Matança de sódio.

Escrevo de novo. Preenchi, nas últimas semanas, cadernos de desenho com os sobrenomes de Cícero, com teorias de plantações e emblemas agrícolas - eu poderia plantá-lo. Eu confio em sonhos. Os vivo e durmo - enlouquecendo; a terra comendo os pés merece a pior gorjeta. Na verdade, eu fumo na praça das igrejas todas as tardes. E também lá mergulho; não com a cabeça - mas molho as orelhas. De algum lugar devem nascer os sons limpos, de gotas, de fossas - ainda que as inveje. Sim, isso começou em uma clínica; eu adorava fingir um tipo de comunhão; levei todos os meus livros - os que consegui enfiar sob a blusa de frio - e me achei nessa (suposta) posição heróica. Aí, eu só pensava em escrever, enquanto mantinha cartas na cabeça; cartas que são narradas nas moelas do vento. Eu ficava bem, enquanto concentrava as forças nos jardins e pensava em fóruns. Um tablóide policial de meras façanhas - o meu tempo era vago; as fontes permaneciam atrás da capela. É, existia uma capela. Não que isso interesse, porque eu nunca a abracei ou tomei por voto os meus intintos necessários pra ser salva.
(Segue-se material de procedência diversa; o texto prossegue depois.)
PR #4060, opened 2025-09-18
oep(4059): add mayastor rwx block support with kubevirt

tiagolobocastro:

### DIFF
--- a/designs/replicated-pv/mayastor/rwx-kubevirt.md
+++ b/designs/replicated-pv/mayastor/rwx-kubevirt.md
@@ -1,0 +1,265 @@
+---
+oep-number: OEP 4059
+title: RWX Block Volume Support in Mayastor for KubeVirt
+authors:
+  - "@tiagolobocastro"
+owners:
+  - "@tiagolobocastro"
+editor: TBD
+creation-date: 18/09/2025
+last-updated: 18/09/2025
+status: implementable
+---
+
+# RWX Block Volume Support in Mayastor for KubeVirt
+
+<br>
+
+## Table of Contents
+
+- [🎯 Summary](#-summary)
+- [📌 Motivation](#-motivation)
+  - [🧱 Goals](#-goals)
+  - [🚫 Non-Goals](#-non-goals)
+- [🧵 Proposal](#-proposal)
+  - [📚 User Stories](#-user-stories)
+    - [🧑‍💻 Story 1](#-story-1)
+    - [🧑‍💻 Story 2](#-story-2)
+  - [🛠️ Implementation Details/Notes/Constraints](#️-implementation-detailsnotesconstraints)
+    - [Public OpenAPI](#public-openapi)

Minha psiquiatra gosta de me ouvir falar sobre salvação - diz que eu falo bonito, que eu trago uma fé imaginária e que eu nunca poderei parar de fumar. "O que lhe resta é a asma e o senso de desgraça"; o "restante". Escrevo de novo, pra que não reste, pois eu sei que nunca deixarei de fumar e a fé não me invade da mesma forma com que os evangélicos são dominados por demônios - não são? Eu poderia ter sido assim - não sou? Ela, a psiquiatra, também diz que eu deveria tomar conta das minhas doses. Fala como se elas fossem minhas filhas. Filhas pequenas, "filhas-de-palma-da-mão", "filhas-de-solidão", "filhas em 1/2 dose" - pra não me perder no escuro. Eu as deixaria chorar. São elas que me calam quando eu choro; filhos jamais calam os pais. Nunca fui mãe, afinal.

Hoje, são dez noites após a minha última contagem - meus pensamentos não estabelecem números; minha concordância é péssima nesses sentidos. "Minhas últimas contagens" - há quem não entenda que as coisas possam ser separadas: ditas em sequência e pensadas. Analfabetismo proposital, talvez. Palavras de "muitos" falando sobre o singular, trituram e quase não sangram. É um estilo interessante. Todos cospem caramujos no chão. É um divertimento. É uma pescaria em um navio; estou em pé sobre minhas próprias costas, avistando as rochas que ameaçam esmagar a minha cabeça como um Titanic perdido na calvície do desespero. Surfo em meu próprio corpo, tenho uma visão panorâmica e pesco a saliva alheia como se fossem caramujos. Os únicos que podem esconder-me num disfarce. Nada é vivo o bastante que não esconda a morte. Uma pele, uma cauda, um certo tipo de paz, um vespeiro... Nada tão viscoso permanece à mercê de gargantas salinas. Eles derretem, os caramujos. Um mínimo detalhe. E no límpido, no maior degrau de visão, eu salivo como se fosse o mar. A enganação é conter-se no pensamento daquela internação. O sofrido e gordo Diabo - e também o mais presente e gentil (qualquer coisa)...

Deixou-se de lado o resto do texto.